These Explanatory Notes form part of the NOM and are intended to assist your consideration of the business proposed at the Annual General Meeting ( AGM ).

ORDINARY BUSINESS

Item 1 – Financial and Other Reports

The Corporations Act requires the annual financial report and the reports of the Directors and of the Auditor to be laid before the AGM. The Constitution provides for those reports and the financial statements to be received and considered at the AGM.

Neither the Corporations Act nor the Constitution requires a vote of shareholders at the AGM on the reports or financial statements.

However, you will be given a reasonable opportunity to comment or raise questions on the reports and the financial statements and on the business and management of the Company.

You may also ask questions of the Company’s auditors who will attend the AGM.

Item 2 - Resolution 1 – Re-election of Dr.

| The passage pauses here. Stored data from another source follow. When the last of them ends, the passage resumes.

PR #735, opened 2024-07-29
Use document.readyState !== 'complete' to be sure startObserving is always executed

vincentfretin:
Following #734
`readyState` could also be in the `interactive` state before the `DOMContentLoaded` event is fired.
`if (document.readyState !== 'complete') {`
would be more adequate here.

https://developer.mozilla.org/en-US/docs/Web/API/Document/readyState


kfarr:
agreed this make sense to me thanks @vincentfretin !

Issue #730, opened 2024-07-26
user specified rotation is not respected upon reload


kfarr:
This is urgent and on production reproducible with a new scene. This also occurs locally with latest `main` build.
***

As a user I have set a position for my streetmix sourced street placed in my scene. Upon saving the position and rotation appear to be saved but in fact when I reload my scene from the cloud rotation of my street is not saved correctly.

Upon inspecting the raw scene json I notice that there is no position component. (This issue occurs both with download raw 3dstreet.json file as well as in the cloud using firefoo inspector)

In this scene for example:
https://3dstreet.app/#/scenes/a49cf5d8-c43b-4a1c-85a9-a9771cd70a8e.json

The json for the streetmix street doesn't include a rotation component:
```
        "components": {
          "position": "-31.008 3.278 -2.078",
          "street": {
            "left": "grass",
            "length": "120",
            "right": "grass",
            "synchronize": "false"
          },
          "streetmix-loader": "streetmixStreetURL: https://streetmix.net/pav.rysula/1/sitna; streetmixAPIURL: https://streetmix.net/api/v1/streets?namespacedId=1&creatorId=pav.rysula; name: Sítná; synchronize: false",
          "visible": ""
        },
```

also cannot modify rotation or scale for a streetmix scene in the right-hand panel. Manually editing rotation or scale values results in no change of the object.
![image](https://github.com/user-attachments/assets/26bd9701-6ae6-4bca-89cf-6255d90f9025)

kfarr:
confirmed working as expected in 6916af8426ab7f26cc1581b0ac3d9040fa942449

now going to step back through and see which commit caused this...

kfarr:
it appears that this commit is the culprit:
https://github.com/3DStreet/3dstreet/commit/983c365a4b61534e1b408714fa2a424c28fab507

kfarr:
deployed and resolved

vincentfretin:
I'm sorry I didn't see the issue when I did the change.
Reverting this specific commit was indeed working because I also added the else branch for unknown properties in https://github.com/3DStreet/3dstreet/commit/9b43fbb3902d7712b60e6bdade37a0f4bb65b537
That's ok for number and string properties, but the stringification behavior for vec2 and vec3 properties is not correct, it produces `{x: 0.78, y: 1}` instead of `0.78 1`.
#736 would be a better fix for the issue.

kfarr:
excellent, thanks for digging into this! I'll review 736

PR #736, opened 2024-07-29
Properly stringify some properties of dynamic schema, fallback to static schema

vincentfretin:
Properly stringify some properties of dynamic schema, but be sure sure to fallback to static schema of the component if not currently on entity.

This is the proper fix for #730


kfarr:
tested and nothing seems to be broken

Nigel Finch

Under the Constitution of the Company, a Director appointed under clause 11.4(a) as a Director to fill a casual vacancy or as an addition to the existing Directors, will hold office until the end of the next annual general meeting of the Company, at which the Director may be re-elected in accordance with clause 11.4(b).

Dr. Nigel Finch will retire and, being eligible, seeks re-election as a Director.

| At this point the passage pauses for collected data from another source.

PR #738, opened 2024-07-29
change to map selector, reduce google3d tiles distanceScale

kfarr:
now only 1 map can be selected at a time, which is intended user behavior anyway

### DIFF
--- a/src/components/street-geo.js
+++ b/src/components/street-geo.js
@@ -13,7 +13,11 @@ AFRAME.registerComponent('street-geo', {
     orthometricHeight: { type: 'number', default: null },
     geoidHeight: { type: 'number', default: null },
     ellipsoidalHeight: { type: 'number', default: null },
-    maps: { type: 'array', default: [] }
+    maps: {
+      type: 'string',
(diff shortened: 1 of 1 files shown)


src/components/street-geo.js
```diff
@@ -13,16 +13,20 @@ AFRAME.registerComponent('street-geo', {
     orthometricHeight: { type: 'number', default: null },
     geoidHeight: { type: 'number', default: null },
     ellipsoidalHeight: { type: 'number', default: null },
-    maps: { type: 'array', default: [] }
+    maps: {
+      type: 'string',
+      default: 'google3d',
+      oneOf: ['google3d', 'mapbox2d']
+    }
```
vincentfretin, line 20: Changing the type would break existing saved json, right? Is it ok?

kfarr: @vincentfretin luckily a stringified array of 1 item appears to be identical to a string; and we didn't support choosing multiple at a time yet anyway so there shouldn't be any arrays in the db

Dr. Nigel Finch’s qualifications and experience are as follows:

MCOM, LLM, MBA, PHD, CA, CTA, FCPA, FTIA, FAICD

Dr Nigel Finch is a Chartered Accountant with commercial management experience in private, public and not-for-profit settings. He has held various director and senior management roles focused on strategy execution and managing financial performance in both early-stage and mature stage firms across a range of industry sectors and has significant experience in economic development and institution building throughout Asian markets.

Board Recommendation

The Board, other than Dr. Finch, considers that it is in the best interests of shareholders that Dr. Finch remains on the Board and recommends that you vote IN FAVOUR of Dr. Finch’s re-election.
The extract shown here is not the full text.